▶ _BRIEF_:
Please find the lines in the entries below that contain the word "list", and copy each one.
[DATASET CONTENT — start]
PR #2169, opened 2025-03-30
GROOVY-10683: support `for (index, item in list)` looping

eric-milles:
This is a total experiment and a work-in-progress.  I don't know quite how to represent the extra variable/parameter.  `ForStatement` is already a bit of a mess in how it supports both `for(int i = 0; i < n; ++i)`, `for (var item : list)` and `for(item in list)`.


daniellansun:
How about `for (int index, var item : items)`?
For example:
[DATASET CONTENT — finish]
▶ _ANSWER BOX_:
GROOVY-10683: support `for (index, item in list)` looping
This is a total experiment and a work-in-progress.  I don't know quite how to represent the extra variable/parameter.  `ForStatement` is already a bit of a mess in how it supports both `for(int i = 0; i < n; ++i)`, `for (var item : list)` and `for(item in list)`.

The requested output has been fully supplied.